Flaws in program logic that violate security assumptions without a traditional memory corruption root cause, enabling privilege escalation or security bypass.

Description

Logic bugs are vulnerabilities rooted in incorrect security design or implementation rather than memory safety violations. They encompass missing authorization checks, incorrect privilege enforcement, flawed state machine transitions, security policy bypasses, and improper error handling that fails open. Unlike buffer overflows or use-after-free bugs, logic bugs do not corrupt memory -- instead, they allow an attacker to perform operations that should be denied by the driver's security model.

These vulnerabilities are particularly dangerous because they are often missed by memory-safety tooling. Static analyzers focused on buffer sizes, fuzzers looking for crashes, and runtime sanitizers designed to catch memory corruption will all fail to detect a missing SeAccessCheck call or an incorrect PreviousMode usage. Logic bugs require human understanding of the driver's intended security model and manual verification that every security-relevant operation is properly gated. This makes them among the hardest vulnerability classes to detect systematically.

A common and severe subclass involves PreviousMode / RequestorMode misuse.
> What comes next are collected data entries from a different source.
PR #1055, opened 2026-07-08
Adds a new `Minecraft` service type

mwhax7:
## Description

Adds a new `Minecraft` service type that displays the status of a Minecraft server using mcsrvstat.us API.

- ✅ <kbd>running</kbd> / ❌ <kbd>stopped</kbd> indicator (with green/red dot)
- 🖥️ Server software (e.g., <kbd>Paper</kbd>, <kbd>Spigot</kbd>)
- 📦 Server version (e.g., <kbd>1.21.8</kbd>)
- 👥 Players online / max

## Type of change

- [ ] Refactoring

## Checklist:

- [x] I've read & comply with the contributing guidelines.
- [x] I've checked my modifications for any breaking changes, especially in the `config.yml` file.

## Result:

> ⁉️ A working docker/implementation is already available if you'd like to test it: https://github.com/mwhax7/homer-minecraft (old homer version)

> 🚧 I know Homer has received many improvements since then, such as the new icon system and likely other enhancements as well. My implementation could certainly be improved to better match the current codebase and aesthetics, but I simply haven't taken the time to update it yet.


tanasegabriel:
FYI, see https://github.com/bastienwirtz/homer/pull/1060 for a proposed fix for the CI failures.

docs/customservices.md
```diff
@@ -443,6 +444,20 @@ The url must be the root url of Medusa application.
...
 **API Key**: The Medusa API key can be found in General configuration > Interface. It is needed to access Medusa API.
 
+## Minecraft
+
+Displays the status of a Minecraft server using mcsrvstat.us.
+
+```yaml
+- name: "Minecraft"
+  host: "127.0.0.1"
+  port: "25565"
```
bastienwirtz: Services usually defines the port within the `url`, it keeps the configuration simple and since you don't use 
```suggestion
  url: "127.0.0.1:25565"
```

src/components/services/Minecraft.vue
```diff
@@ -0,0 +1,99 @@
...
+  <Generic :item="item">
+    <template #content>
+      <p class="title is-4">{{ item.name }}</p>
+      <p class="subtitle is-6">
+        <template v-if="status === 'running'">
+          {{ software }} | v{{ version }} | {{ players.online }}/{{ players.max }} players
+        </template>
+        <template v-else>
+          Minecraft Server
+        </template>
```
bastienwirtz: It would be great to still support the subtitle option, to stay consistant with the other services
```suggestion
        <template v-if="item.subtitle">
          {{ item.subtitle }}
        </template>
        <template v-else-if="status === 'running'">
          {{ software }} | v{{ version }} | {{ players.online }}/{{ players.max }} players
        </template>
```

src/components/services/Minecraft.vue
```diff
@@ -0,0 +1,99 @@
...
+    status: "",
+    software: "",
+    version: "",
+    players: {
+      online: 0,
+      max: 0,
+    },
+  }),
+  created() {
+    this.fetchServerStatus();
```
bastienwirtz, line 45: You can easily add support for au refresh, like this:
```suggestion
    // Set up auto-update method for the scheduler
    this.autoUpdateMethod = this.fetchServerStatus;

    // Initial data fetch
    this.fetchServerStatus();
```

src/components/services/Minecraft.vue
```diff
@@ -0,0 +1,99 @@
...
+  },
+  methods: {
+    fetchServerStatus: async function () {
+      const host = this.item.host || "127.0.0.1";
+      const port = this.item.port || 25565;
+
+      window
+        .fetch(`https://api.mcsrvstat.us/2/${host}:${port}`)
```
bastienwirtz, line 53: It might be worth mentionning in the card documentation that you rely on an external service. 
Isn't it possible to fetch stats directly from the host:port ?

mwhax7: Unfortunately not. Minecraft uses its own TCP protocol instead of HTTP, so direct queries aren't possible. An intermediary service such as mcsrvstat is therefore required, unless you have another idea to integrate this kind of request?

I know some Minecraft plugins can expose an HTTP API, but this would require additional server-side configuration and wouldn't work for every server (especially vanilla or servers where plugins cannot be installed). An intermediary service remains the only generic solution to query any Minecraft server without modifications.

docs/customservices.md
```diff
@@ -443,6 +444,19 @@ The url must be the root url of Medusa application.
 
 **API Key**: The Medusa API key can be found in General configuration > Interface. It is needed to access Medusa API.
 
+## Minecraft
+
+Displays the status of a Minecraft server using mcsrvstat.us.
+
+```yaml
+- name: "Minecraft"
+  url: "127.0.0.1:25565"
```
tanasegabriel, line 453: `url` (used when clicking on the card) and `endpoint` (used for the API calls, if missing, `url` is used) are the options that are commonly used here - can we use that approach?

I seems the card itself is using `host` and `port`, which are not documented here. I think the doc here is correct, but rather we should consider adjusting the service to match that.

That would also potentially allow people to define the external service used, instead of us being prescriptive here, so something like this:


```yaml
- name: "Minecraft"
  type: "Minecraft"
  logo: "assets/tools/minecraft.png"
  url: "127.0.0.1:25565"
  endpoint: "https://api.mcsrvstat.us/3" # potentally we can default to this, if unset by the user
```

Maybe also worth adding some notes, letting users know that this relies on an external service?

Minecraft servers speak their own TCP protocol rather than HTTP, so a browser cannot query them directly. This card therefore relies on an intermediary HTTP service, defaulting to [mcsrvstat.us](https://api.mcsrvstat.us/).

> [!IMPORTANT]
> This service relies on an external service, the address in `url` is sent to a third party every time the dashboard is loaded, and the lookup happens from their network rather than yours. 

> [!NOTE]
> `software` and `version` are optional in the API response and are free form text, so they are left out of the card when the server does not report them.

.nvmrc
```diff
@@ -0,0 +1 @@
+24
```
tanasegabriel, line 1: This can be removed, if you can sync your fork, builds should not be blocked by the absence of this.

src/components/services/Minecraft.vue
```diff
@@ -0,0 +1,103 @@
+<template>
+  <Generic :item="item">
+    <template #content>
+      <p class="title is-4">{{ item.name }}</p>
+      <p class="subtitle is-6">
+        <template v-if="item.subtitle">
+          {{ item.subtitle }}
+        </template>
+        <template v-else-if="status === 'running'">
+          {{ software }} | v{{ version }} | {{ players.online }}/{{ players.max }} players
```
tanasegabriel, line 10: The subtitle assumes both fields are always present, but they are optional in the API response and free form. Querying `mc.hypixel.net` right now returns no `software` at all, and `version` as the string `"Requires MC 1.8 / 1.21"`, so this renders as `Unknown | vRequires MC 1.8 / 1.21 | ...`. Worth building the line from whatever is actually present, and dropping the `v` prefix since `version` is not a version number.

```suggestion
          {{ details }}
```

That relies on a `details` computed, see below.

src/components/services/Minecraft.vue
```diff
@@ -0,0 +1,103 @@
...
+  },
+  data: () => ({
+    status: "",
+    software: "",
+    version: "",
+    players: {
+      online: 0,
+      max: 0,
+    },
+  }),
```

When a kernel driver processes a request from user mode, it should check Irp->RequestorMode or ExGetPreviousMode() to determine whether the caller has kernel-mode privileges. If a driver incorrectly hardcodes KernelMode or uses the wrong accessor, it bypasses all user/kernel boundary checks, treating an unprivileged user-mode request as if it came from kernel mode. Similarly, drivers that call ObReferenceObjectByHandle without OBJ_FORCE_ACCESS_CHECK allow user-mode callers to open handles to objects they should not have access to.
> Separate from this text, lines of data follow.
PR #1057, opened 2026-07-13
fix(UptimeKuma): stop overwriting the configured url

### LINKED ISSUE #1056: UptimeKuma overwrites `url`, forcing `/status/<slug>` on the card link and corrupting the card's URL
**Describe the bug**

`UptimeKuma.vue` rewrites its own card link in `created()`:

```js
/* eslint-disable */
this.item.url = `${this.item.url}/status/${this.dashboard}`;
```

This appears to be the sole service that does not respect the documented pattern. [`docs/customservices.md` states under Common options](https://github.com/bastienwirtz/homer/blob/4895c3a0c40083e985b7233e163ee2131e4c48ec/docs/customservices.md#common-options) that `url` is the "Card link and API base url", and every other service leaves `item.url` alone, letting `Generic.vue`'s `<a :href="item.url">` render it. `UptimeKuma` is the only one that mutates it:

```
$ grep -rn "item\.url\s*=" src/
src/components/services/UptimeKuma.vue:112:    this.item.url = `${this.item.url}/status/${this.dashboard}`;
```

That is also why the line needs `/* eslint-disable */`, to silence the Vue prop mutation rule.

Consequences:

1. The user cannot customize the card link. Whatever `url` is set to, `/status/<slug>` gets appended.
2. It bypasses Uptime Kuma's own `Settings > General > Entry Page` option, which already lets the user choose between the dashboard and any status page for anyone hitting the root URL. That setting is server side, more flexible, and applies to everyone, so Homer hardcoding a deep link is both redundant and more restrictive.
3. The mutation is not idempotent, so the link corrupts itself. `item` objects are shared references from the parsed config. `filterServices()` (`src/App.vue:250`) rebuilds the service list from those same objects, and `isVertical` (`vlayout && !filter`) flips when a filter is active, so using the search box remounts the card, runs `created()` again, and appends the path a second time.

**Expected behavior**

`url` is the card link and is never rewritten, consistent with every other service. `endpoint` overrides the API base when needed, as per Common options. `slug` only selects which status page the card reads its status and uptime from.

That would let the user either point `url` wherever they want (with `endpoint` for the API base), or simply leave it at the Uptime Kuma root and let the `Entry Page` setting decide the destination.

**Logs & errors**
N/A

**Additional context**
N/A

tanasegabriel:
## Description

Fixes https://github.com/bastienwirtz/homer/issues/1056

`UptimeKuma` is the only service that rewrites its own card link:

```js
this.item.url = `${this.item.url}/status/${this.dashboard}`;
```

This removes the mutation so the card follows the same `url` / `endpoint` contract as every other service.

**Changes**

- Remove the `this.item.url` mutation from `created()`, along with the `/* eslint-disable */` it needed to silence the Vue prop mutation rule.
- Rename the `dashboard` computed to `slug`, matching the config key it reads. Its only job is to pick which status page the API calls target, so `dashboard` read as the opposite of what it selects.

No `endpoint` handling is added, it is inherited from the `service` mixin.

**Behavior**

`url` is the card link and is never rewritten. `slug` only selects which status page the card reads its status and uptime from.

**Breaking change**

Cards previously linked to `<url>/status/<slug>` and now link to `url` as configured. Uptime Kuma's "root" is a backwards compativle replacement in the majority of cases, but under specific scenarios, it might redirect somewhere else. To keep the old URL as the destination, either:

- set Uptime Kuma's `Settings > General > Entry Page` to that status page, which is server side and applies to everyone, or
- point `url` straight at the status page, and set `endpoint` to the Uptime Kuma base url so the API calls still resolve, in line with every other service.

**Also fixed**

The mutation was not idempotent. Because `item` objects are shared references from the parsed config and `filterServices()` rebuilds the list from them, using the search box remounted the card and appended `/status/<slug>` again, giving `.../status/my-slug/status/my-slug`.

## Type of change

- [ ] Refactoring

## Checklist:

- [ ] I have made corresponding changes to the documentation (`README.md`).


tanasegabriel:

Another important subclass is device object security. Every device object created by IoCreateDevice or IoCreateDeviceSecure has a security descriptor that controls who can open a handle to it. If the security descriptor is overly permissive (e.g., allows Everyone full access), any user can open the device and send IOCTLs. When combined with an IOCTL that performs a privileged operation, this becomes a direct privilege escalation path. Many third-party drivers create their device objects with no explicit security descriptor, inheriting default permissions that may be too permissive.

Common Patterns in Drivers

  • Missing SeSinglePrivilegeCheck or SeAccessCheck before performing a privileged operation (e.g., mapping physical memory, loading a driver, modifying system configuration)
  • Using KernelMode instead of the actual Irp->RequestorMode when validating caller privileges, causing all requests to be treated as kernel-originated
  • ObReferenceObjectByHandle called without OBJ_FORCE_ACCESS_CHECK, allowing user-mode callers to access objects regardless of their DACL
  • Incorrect STATUS_SUCCESS return on an error path, causing the caller to proceed as if the operation succeeded when it actually failed or was denied
  • State machine that allows invalid transitions: an object can be re-initialized while active, or a cleanup operation can be skipped by transitioning directly to a terminal state
  • Signature or integrity validation that accepts malformed, truncated, or self-signed data as valid
  • Security descriptor not applied to a device object or named pipe, allowing any user to open and send IOCTLs to a privileged driver
  • Missing impersonation level check before using a client's token for access decisions
  • Version or integrity downgrade: allowing an older, vulnerable component to replace a newer, patched one without proper version enforcement
  • Error path that does not clean up partially-completed state, leaving the system in an inconsistent security posture

Exploitation Implications

Logic bug exploitation is typically straightforward once identified, because there is no need for heap manipulation, race winning, or complex memory layout control. If the bug is a missing access check, the attacker simply calls the unprotected IOCTL or syscall and obtains the privileged operation directly. If the bug is a PreviousMode bypass, the attacker's user-mode process gains the ability to call kernel APIs as if it were kernel code.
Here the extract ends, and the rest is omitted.